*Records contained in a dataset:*
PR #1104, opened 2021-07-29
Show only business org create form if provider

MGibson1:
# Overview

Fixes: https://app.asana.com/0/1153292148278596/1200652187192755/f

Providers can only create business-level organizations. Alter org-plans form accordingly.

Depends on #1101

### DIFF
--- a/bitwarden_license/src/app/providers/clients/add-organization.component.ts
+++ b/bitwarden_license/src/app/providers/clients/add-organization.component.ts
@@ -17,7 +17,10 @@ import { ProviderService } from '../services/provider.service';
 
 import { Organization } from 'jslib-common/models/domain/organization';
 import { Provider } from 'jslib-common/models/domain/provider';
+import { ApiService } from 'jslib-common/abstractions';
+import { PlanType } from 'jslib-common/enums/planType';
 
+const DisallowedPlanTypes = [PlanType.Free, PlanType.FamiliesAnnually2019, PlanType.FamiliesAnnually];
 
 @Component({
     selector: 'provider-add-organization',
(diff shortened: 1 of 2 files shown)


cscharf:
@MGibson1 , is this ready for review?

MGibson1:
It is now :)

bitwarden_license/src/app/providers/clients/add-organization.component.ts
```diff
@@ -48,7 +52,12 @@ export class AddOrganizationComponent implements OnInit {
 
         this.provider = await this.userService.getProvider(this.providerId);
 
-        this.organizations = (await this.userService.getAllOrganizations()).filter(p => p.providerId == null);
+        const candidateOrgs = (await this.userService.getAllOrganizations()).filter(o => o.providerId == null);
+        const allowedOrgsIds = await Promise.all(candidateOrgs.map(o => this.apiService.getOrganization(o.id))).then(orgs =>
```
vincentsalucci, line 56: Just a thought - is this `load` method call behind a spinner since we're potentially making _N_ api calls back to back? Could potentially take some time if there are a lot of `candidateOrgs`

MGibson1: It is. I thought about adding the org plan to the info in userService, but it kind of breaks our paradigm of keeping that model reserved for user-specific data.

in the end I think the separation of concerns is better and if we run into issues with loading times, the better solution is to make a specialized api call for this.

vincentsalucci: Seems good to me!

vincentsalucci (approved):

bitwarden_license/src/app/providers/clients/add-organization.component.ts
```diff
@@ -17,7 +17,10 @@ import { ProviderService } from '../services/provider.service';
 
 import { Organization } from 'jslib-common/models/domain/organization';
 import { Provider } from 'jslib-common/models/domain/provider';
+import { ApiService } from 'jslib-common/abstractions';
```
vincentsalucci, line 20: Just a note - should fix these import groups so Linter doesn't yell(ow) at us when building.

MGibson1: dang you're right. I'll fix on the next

*TASK:* Set down the records again verbatim, so that each word stays as it is.

*ANSWER FOR THE TASK:*
PR #1104, opened 2021-07-29
Show only business org create form if provider

MGibson1:
# Overview

Fixes: https://app.asana.com/0/1153292148278596/1200652187192755/f

Providers can only create business-level organizations. Alter org-plans form accordingly.

Depends on #1101

### DIFF
--- a/bitwarden_license/src/app/providers/clients/add-organization.component.ts
+++ b/bitwarden_license/src/app/providers/clients/add-organization.component.ts
@@ -17,7 +17,10 @@ import { ProviderService } from '../services/provider.service';
 
 import { Organization } from 'jslib-common/models/domain/organization';
 import { Provider } from 'jslib-common/models/domain/provider';
+import { ApiService } from 'jslib-common/abstractions';
+import { PlanType } from 'jslib-common/enums/planType';
 
+const DisallowedPlanTypes = [PlanType.Free, PlanType.FamiliesAnnually2019, PlanType.FamiliesAnnually];
 
 @Component({
     selector: 'provider-add-organization',
(diff shortened: 1 of 2 files shown)


cscharf:
@MGibson1 , is this ready for review?

MGibson1:
It is now :)

bitwarden_license/src/app/providers/clients/add-organization.component.ts
```diff
@@ -48,7 +52,12 @@ export class AddOrganizationComponent implements OnInit {
 
         this.provider = await this.userService.getProvider(this.providerId);
 
-        this.organizations = (await this.userService.getAllOrganizations()).filter(p => p.providerId == null);
+        const candidateOrgs = (await this.userService.getAllOrganizations()).filter(o => o.providerId == null);
+        const allowedOrgsIds = await Promise.all(candidateOrgs.map(o => this.apiService.getOrganization(o.id))).then(orgs =>
```
vincentsalucci, line 56: Just a thought - is this `load` method call behind a spinner since we're potentially making _N_ api calls back to back? Could potentially take some time if there are a lot of `candidateOrgs`

MGibson1: It is. I thought about adding the org plan to the info in userService, but it kind of breaks our paradigm of keeping that model reserved for user-specific data.

in the end I think the separation of concerns is better and if we run into issues with loading times, the better solution is to make a specialized api call for this.

vincentsalucci: Seems good to me!

vincentsalucci (approved):

bitwarden_license/src/app/providers/clients/add-organization.component.ts
```diff
@@ -17,7 +17,10 @@ import { ProviderService } from '../services/provider.service';
 
 import { Organization } from 'jslib-common/models/domain/organization';
 import { Provider } from 'jslib-common/models/domain/provider';
+import { ApiService } from 'jslib-common/abstractions';
```
vincentsalucci, line 20: Just a note - should fix these import groups so Linter doesn't yell(ow) at us when building.

MGibson1: dang you're right. I'll fix on the next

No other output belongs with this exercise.